**PROVIDED ENTRIES**
____

PR #5515, opened 2026-05-15
[ING-68] feat/multi-entity): adapt dunning campaign flow for multi entity billing

lovrocolic:
## Context

## Description

This PR adapts dunning campaign flow for multi entity billing.

### DIFF
--- a/app/services/dunning_campaigns/bulk_process_service.rb
+++ b/app/services/dunning_campaigns/bulk_process_service.rb
@@ -43,7 +43,13 @@ module DunningCampaigns
         increment_per_currency_attempts(thresholds)
 
         thresholds.each do |threshold|
-          DunningCampaigns::ProcessAttemptJob.perform_later(customer:, dunning_campaign_threshold: threshold)
+          overdue_billing_entities_for(threshold.currency).each do |entity|
+            DunningCampaigns::ProcessAttemptJob.perform_later(
+              customer:,
+              dunning_campaign_threshold: threshold,
+              billing_entity: entity
+            )
+          end
         end
 
         if all_dunned_currencies_max_attempts_reached?
@@ -75,6 +81,12 @@ module DunningCampaigns
             .where(currency:)
             .find_by("amount_cents <= ?", amount_cents)
         end
+      end
+
+      def overdue_billing_entities_for(currency)
+        entity_ids = customer.invoices.non_self_billed.payment_overdue
+          .where(currency: currency).distinct.pluck(:billing_entity_id)
+        customer.organization.billing_entities.where(id: entity_ids)
       end
 
       def increment_per_currency_attempts(thresholds)
--- a/app/services/dunning_campaigns/bulk_process_service.rb
+++ b/app/services/dunning_campaigns/bulk_process_service.rb
@@ -84,8 +84,14 @@ module DunningCampaigns
       end
 
       def overdue_billing_entities_for(currency)
-        entity_ids = customer.invoices.non_self_billed.payment_overdue
-          .where(currency: currency).distinct.pluck(:billing_entity_id)
+        entity_ids = customer
+          .invoices
+          .non_self_billed
+          .payment_overdue
+          .where(currency: currency)
+          .where(ready_for_payment_processing: true)
+          .distinct
+          .pluck(:billing_entity_id)
         customer.organization.billing_entities.where(id: entity_ids)
       end
 
--- a/app/services/dunning_campaigns/process_attempt_service.rb
+++ b/app/services/dunning_campaigns/process_attempt_service.rb
@@ -44,6 +44,7 @@ module DunningCampaigns
       return false if customer.exclude_from_dunning_campaign?
 
       custom_campaign = customer.applied_dunning_campaign
+      # Dunning campaign is resolved at the customer level (from their own billing entity), not from the invoice's BE.
       default_campaign = customer.billing_entity.applied_dunning_campaign
 
       custom_campaign == dunning_campaign || (!custom_campaign && default_campaign == dunning_campaign)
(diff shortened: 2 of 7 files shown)


app/services/dunning_campaigns/process_attempt_service.rb
```diff
@@ -44,21 +44,25 @@ def applicable_dunning_campaign?
...
       custom_campaign == dunning_campaign || (!custom_campaign && default_campaign == dunning_campaign)
     end
 
     def dunning_campaign_threshold_reached?
-      overdue_invoices.sum(:total_amount_cents) >= dunning_campaign_threshold.amount_cents
+      overdue_invoices_in_currency.sum(:total_amount_cents) >= dunning_campaign_threshold.amount_cents
     end
 
-    def overdue_invoices
+    def overdue_invoices_in_currency
```
ancorcruz, line 57: If I'm not wrong this also should exclude the self-billed invoices from the overdue ones.

app/services/dunning_campaigns/process_attempt_service.rb
```diff
@@ -44,21 +44,25 @@ def applicable_dunning_campaign?
...
       custom_campaign = customer.applied_dunning_campaign
-      default_campaign = billing_entity.applied_dunning_campaign
+      default_campaign = customer.billing_entity.applied_dunning_campaign
 
       custom_campaign == dunning_campaign || (!custom_campaign && default_campaign == dunning_campaign)
     end
 
     def dunning_campaign_threshold_reached?
-      overdue_invoices.sum(:total_amount_cents) >= dunning_campaign_threshold.amount_cents
+      overdue_invoices_in_currency.sum(:total_amount_cents) >= dunning_campaign_threshold.amount_cents
```
ancorcruz, line 54: I'm a bit confuse here...

We compute all the overdue invoices of the customer across billing entities with a given currency to check if the threshold has been reached. However, we run the dunning campaign scoped to each billing entity + currency.... then a customer with overdue invoices in EUR, for example 10k in billing_entity_1 and 5k in billing_entity_2, given a dunning threshold of 12k EUR, it will run two dunning processes for this customer one for the 10k overdue in BE_1 and another one with 5k in BE_2. Is this right?

app/services/dunning_campaigns/process_attempt_service.rb
```diff
@@ -44,21 +44,25 @@ def applicable_dunning_campaign?
       return false if customer.exclude_from_dunning_campaign?
 
       custom_campaign = customer.applied_dunning_campaign
-      default_campaign = billing_entity.applied_dunning_campaign
+      default_campaign = customer.billing_entity.applied_dunning_campaign
```
ancorcruz, line 48: why consider the customer default campaign the one defined as one of its billing entities' default campaing instead of the given billing entity default campaign? Does this make sense?

ancorcruz (approved):
I understand reading the code that we run the dunning for the customer across all billing entities (with a single counter per currency) but we split the amounts billing by BE. is this intended?

If that is the case, looks all good except self billed invoices must be excluded from dunning (pre existing bug I'm afraid).

app/services/dunning_campaigns/bulk_process_service.rb
```diff
@@ -77,6 +83,12 @@ def applicable_dunning_campaign_thresholds
         end
       end
 
+      def overdue_billing_entities_for(currency)
+        entity_ids = customer.invoices.non_self_billed.payment_overdue
+          .where(currency: currency).distinct.pluck(:billing_entity_id)
+        customer.organization.billing_entities.where(id: entity_ids)
```
ancorcruz: should we filter invoices by `ready_for_payment_processing: true` as well? We do in `ProcessAttemptService#overdue_invoices`

app/services/dunning_campaigns/process_attempt_service.rb
```diff
@@ -44,21 +44,25 @@ def applicable_dunning_campaign?
...
 
       custom_campaign == dunning_campaign || (!custom_campaign && default_campaign == dunning_campaign)
     end
 
     def dunning_campaign_threshold_reached?
-      overdue_invoices.sum(:total_amount_cents) >= dunning_campaign_threshold.amount_cents
+      overdue_invoices_in_currency.sum(:total_amount_cents) >= dunning_campaign_threshold.amount_cents
     end
```
ancorcruz, line 55: we run this query for each BE of the customer, it is always the same query as it is across all BE, we can run this one level above and pass the result to the service saving a DB query for each BE.

app/services/dunning_campaigns/process_attempt_service.rb
ancorcruz: if this is intentional it would be great to add a quick comment as insight for the next reader...

lovrocolic: A dunning campaign is a customer-level concept — it's resolved as customer.applied_dunning_campaign || 
  customer.billing_entity.applied_dunning_campaign. The per-BE iteration only scopes invoices, not which campaign applies. Note BulkProcessService#applicable_dunning_campaign (line 71) uses the exact same resolution, so they're consistent.

app/services/dunning_campaigns/process_attempt_service.rb
lovrocolic: I would say yes. BE affects only the billing side, not the tresholds

app/services/dunning_campaigns/bulk_process_service.rb
lovrocolic: Applied it, thanks!

app/services/dunning_campaigns/process_attempt_service.rb
lovrocolic: Applied it!

app/services/dunning_campaigns/process_attempt_service.rb
lovrocolic: I improved it a bit with memoization, but IMO not worth passing result around since in most cases, BE is the same and in rare cases we would have max. few billing entities. Let me know if you still think we should improve it more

____

**WHAT THE TASK REQUIRES**
Filter on the word "lovrocolic": copy each matching line from the entries above.

**RESPONSE**
lovrocolic:
lovrocolic: A dunning campaign is a customer-level concept — it's resolved as customer.applied_dunning_campaign || 
lovrocolic: I would say yes. BE affects only the billing side, not the tresholds
lovrocolic: Applied it, thanks!
lovrocolic: Applied it!
lovrocolic: I improved it a bit with memoization, but IMO not worth passing result around since in most cases, BE is the same and in rare cases we would have max. few billing entities. Let me know if you still think we should improve it more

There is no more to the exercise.